# Shun Blue vs Dual Core?



## viclauyyc (Nov 15, 2017)

Hello, 
I am new here.

I want to get a Shun Kiritsuke. The choice narrow down to Blue and Dual Core Kiritsuke. The price different is ok with me, cause I plan to use it for long long time.

Can someone tell me which series is better and why? Also which one is easier to take care of?

On side note, is DALSTRONG Gladiator Pro Kiritsuke good? Amazon reviewer gave very high score. The main problem for me is made in china. And I am a Chinese.

Thanks ahead.
Vic


----------



## daveb (Nov 15, 2017)

Welcome to the forum Vic.

The knives you are looking at are referred to as K shaped Gyuto or Gyutos with a tip like is found on a Kiritsuke. They are all double bevel blades, perhaps a little flatter than their regular Gyuto counterparts (No Shun has ever been accused of being flat) and they have that tip that seems to be the flavor of the month. All of the platitudes about the Kiritsuke being a "Master" chef knife refer to the true single bevel Kiritsuke and are simply marketing hype when used to describe these Shuns.

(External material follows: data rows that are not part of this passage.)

PR #6348, opened 2020-10-01
fix: backup files are re-created on every restart

spena:
### Description 
This PR fixes an issue with backups re-created over and over again on every server restart. 

The cause was that sometimes the command topic comes with command properties (originalProperties) with nulls and empty values. When the backup serializes those properties to write them as JSON in the file, the nulls and empty are missing. Later, when restarting the server, the command properties read from command topic are not equals from the ones found in the backup file; so a new backup file is created.

The fix makes sure to include nulls and empty properties in the backup file. It also adds a header to include the version of the backup file. When the backup file do not contain a version header (during an upgrade to 0.13), then the comparison will only use the commandId and the command statement (without the properties), so it the server start does not fail with degradation state.

### Testing done 
Modified test cases
Verified manually

### Reviewer checklist

### DIFF
--- a/ksqldb-benchmark/src/main/java/io/confluent/ksql/benchmark/SerdeBenchmark.java
+++ b/ksqldb-benchmark/src/main/java/io/confluent/ksql/benchmark/SerdeBenchmark.java
@@ -16,6 +16,7 @@
 package io.confluent.ksql.benchmark;
 
 import com.google.common.collect.ImmutableMap;
+import edu.umd.cs.findbugs.annotations.SuppressFBWarnings;
 import io.confluent.avro.random.generator.Generator;
 import io.confluent.kafka.schemaregistry.client.MockSchemaRegistryClient;
 import io.confluent.kafka.schemaregistry.client.SchemaRegistryClient;
@@ -183,6 +184,7 @@ public class SerdeBenchmark {
       return new RowGenerator(generator, keyField, Optional.empty());
     }
 
+    @SuppressFBWarnings("RCN_REDUNDANT_NULLCHECK_OF_NONNULL_VALUE")
     private static Generator getGenerator(final String schemaName) throws IOException {
       final Path schemaPath = SCHEMA_DIR.resolve(schemaName + SCHEMA_FILE_SUFFIX);
 
--- a/ksqldb-engine/src/main/java/io/confluent/ksql/execution/json/PlanJsonMapper.java
+++ b/ksqldb-engine/src/main/java/io/confluent/ksql/execution/json/PlanJsonMapper.java
@@ -32,23 +32,19 @@ public enum PlanJsonMapper {
 
   INSTANCE;
 
-  private final ObjectMapper mapper = newInstance();
-
-  public static ObjectMapper newInstance() {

That said there is nothing wrong with a K tip or K shaped Gyuto. The shape does get some cool points and when the knife is actually flatter and thinner than a similar Gyuto they can have some additional utility. This is not the case with the Shun and certainly not the case with the Dalstrong. Ewwwwwwwwwww.

If you're not set on Shun then consider some of the better made, less marketed, less costly alternatives. This Kochi from Japanese Knife Imports gets a lot of love here.

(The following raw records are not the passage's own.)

Issue #6221, opened 2020-09-16
[NONE Support]: Add a `NONE` format to key-less streams.


big-andy-coates:
To support key-less streams we need a `NONE` format.
1. Add `NONE` format and serde. Serde should same pattern as `KafkaFormat` does on no columns.
1. Reject `NONE` as `VALUE_FORMAT` for now - add QTT test to cover this.
1. `PARTITION BY null` should set key format to `NONE`.
1. `GROUP BY something` and `PARTITION BY something` where the source key format is `NONE` and the user hasn't supplied an explicit key format, should get the key format to use from the system config. 
1. Ensure negative testing:
   - Declaring a table with a key format of `NONE` should fail
   - Declaring a stream or table with key columns and key format `NONE` should fail.
   - CSAS with `GROUP|PARTITION BY something`, where source key format is NONE and default not set in config, should fail
1. Positive testing:
    - CS without key columns and key format NONE.
    - CSAS with `PARTITION BY null`, where source key format is KAFKA, should set sink key format to NONE.
    - CSAS with `PARTITION BY null`, where source key format is NONE, should work and leave key format as-is.
    - CSAS with `GROUP|PARTITION BY something`, where source key format is NONE
       - should key format from WITH clause if supplied (either KEY_FORMAT or FORMAT), and not use config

https://www.japaneseknifeimports.co...ainless-clad-carbon-kiritsuke-shaped-wa-gyuto

THere are many others as well. Suggest you fill out the "Which Knife?" questionnaire for some more recs tailored to your requirements.

Hope I didn't rain on your parade. Again, welcome.

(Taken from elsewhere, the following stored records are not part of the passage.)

PR #6353, opened 2020-10-02
feat: Add an endpoint for returning the query limit configuration

### LINKED ISSUE #6275: feat: Add a ksqlDB API for returning the query limit configuration (and other configs)
It would be good for the ksqlDB server to have an endpoint API that allows clients to request configs from the server. For instance, some cliens in CCloud require to know what's the max. number of persistent queries the server can handle.

An endpoint that returns only specific and non-sensitive configs.

For example, we can start with the requested config for CCloud for now. We can add more later, or we can use a query parameter to request a specific config.

Example:
```
GET /v1/configs
{
  "ksql.query.persistent.active.limit": "20"
}
```
or
```
GET /v1/configs&name=ksql.query.persistent.active.limit
{
  "ksql.query.persistent.active.limit": "20"
}
```

An alternative is to use the `SET` command to fetch the config value.
i.e.
```
ksql> set 'ksql.query.persistent.active.limit';
20
```

The above is not implemented yet. It currently fails. I'm not  sure if implemented will cause other problems with users not knowing if they have set or not set a config. For instance:
```
ksql> set 'auto.offset.reset';
latest
ksql> set 'auto.offset.reset' = 'earliest';
ksql> set 'auto.offset.reset';
earliest
ksql> unset 'auto.offset.reset'
ksql> set 'auto.offset.reset';
latest
```
^ If I call the last command, how do I know I did set the config manually or is the one fetched from the server?

jzaralim:
### Description 
This PR adds a new ksqlDB API endpoint for requesting specific configs. Currently, only the persistent query limit can be requested. 

Fixes #6275 

### Testing done 
Manually tested with:

```
 curl "http://localhost:8088/v1/configs"
{"configs":{"ksql.query.persistent.active.limit":20}}

 curl "http://localhost:8088/v1/configs?name=foo"
{"configs":{}}

 curl "http://localhost:8088/v1/configs?name=ksql.query.persistent.active.limit&name=foo"
{"configs":{"ksql.query.persistent.active.limit":20}}
```

### Reviewer checklist


ksqldb-rest-model/src/main/java/io/confluent/ksql/rest/entity/ConfigResponse.java
```diff
@@ -0,0 +1,65 @@
...
+import com.fasterxml.jackson.annotation.JsonProperty;
+import com.fasterxml.jackson.annotation.JsonSubTypes;
+import com.google.common.collect.ImmutableMap;
+import java.util.Map;
+import java.util.Objects;
+
+@JsonIgnoreProperties(ignoreUnknown = true)
+@JsonSubTypes({})
+public class ConfigResponse {
+  private final ImmutableMap<String, Object> configs;
```
spena, line 31: Even if this is immutable, it's good practice to use the interface `Map` here when declaring the variable.

spena (approved):
LGTM

ksqldb-rest-app/src/main/java/io/confluent/ksql/rest/server/resources/ConfigResource.java
```diff
@@ -0,0 +1,52 @@
...
+
+import io.confluent.ksql.rest.EndpointResponse;
+import io.confluent.ksql.rest.entity.ConfigResponse;
+import io.confluent.ksql.util.KsqlConfig;
+import java.util.HashMap;
+import java.util.List;
+import java.util.Map;
+
+public class ConfigResource {
+  private final Map<String, Object> allowedConfigs = new HashMap<>();
```
spena, line 26: Perhaps use `visibleConfigs` instead. Just to provide more meaning to what these configs are.

ksqldb-rest-app/src/main/java/io/confluent/ksql/rest/server/resources/ConfigResource.java
```diff
@@ -0,0 +1,52 @@
...
+        KsqlConfig.KSQL_ACTIVE_PERSISTENT_QUERY_LIMIT_CONFIG,
+        ksqlConfig.getInt(KsqlConfig.KSQL_ACTIVE_PERSISTENT_QUERY_LIMIT_CONFIG)
+    );
+  }
+
+  public EndpointResponse getConfigs(final List<String> requestedConfigs) {
+    final Map<String, Object> configs = new HashMap<>();
+    for (String config : requestedConfigs) {
+      if (visibleConfigs.containsKey(config)) {
+        configs.put(config, visibleConfigs.get(config));
```
agavra, line 43: nit: generally good practice to avoid a double lookup. Obviously not so important here as it's not a perf critical area, but figured I'd drop the comment so it's top of mind next time :) 
```java
Object value = visibleConfigs.get(config);
if (value != null) {
  configs.put(config, value)
}
```

ksqldb-rest-app/src/test/java/io/confluent/ksql/rest/integration/RestApiTest.java
```diff
@@ -289,6 +291,28 @@ public void shouldExecuteServerMetadataIdRequest() {
     assertThat(response, is(notNullValue()));
   }
 
+  @Test
+  public void shouldExecuteAllConfigsRequest() {
```
agavra, line 295: we should add tests to make sure that we don't accidentally leak any config that isn't in the allowed list of configs

agavra (approved):
LGTM! I think there's probably corresponding documentation updates that need to be made though... 😉

JimGalasyn (approved):
LGTM!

Did I mention the Dalstrong sucks? Amazon is probably not the best place for shopping quality knives.


----------



## viclauyyc (Nov 19, 2017)

Hello Daveb,
The Kochi is a little over my budget. I can get the Shun dual core Kiritsuke 8" for $238 use. Also the Kochi is out of stock and too long for my need. When I check the Kochi in google japan, I can't find any info. Not even the company. So I am not too sure Kochi.

So do the think Shun is good deal for 238? Personally, I like the K shaped with 6-7 inch blade. But it seems if I go down to 6", it called differently.

thanks a lot


----------



## F-Flash (Nov 19, 2017)

Dont buy shun, fill out questionaire here. Best decision of your life.


----------



## WifeNotUnderstand (Nov 19, 2017)

I first purchased Shun's - they were great at the time - best knife i had....

I now have J Knives

now the Shuns don't even get touched

Save yourself time and money and fill out the questionnaire and get some advice from people that know their stuff and get something that is way better for you for the same $ - that's why you came here


----------



## Pensacola Tiger (Nov 19, 2017)

While I agree with the sentiments voiced by other members, that you may be better served with a different knife, I'll attempt to answer your questions rather than ignore them.

Almost three years ago a generous forum member (glc) lent his Dual Core kiritsuke out in a pass around, and I wrote a short review that you can find here: http://www.kitchenknifeforums.com/s...ore-8-quot-K-tipped-Gyuto?p=348404#post348404. My opinions have not changed.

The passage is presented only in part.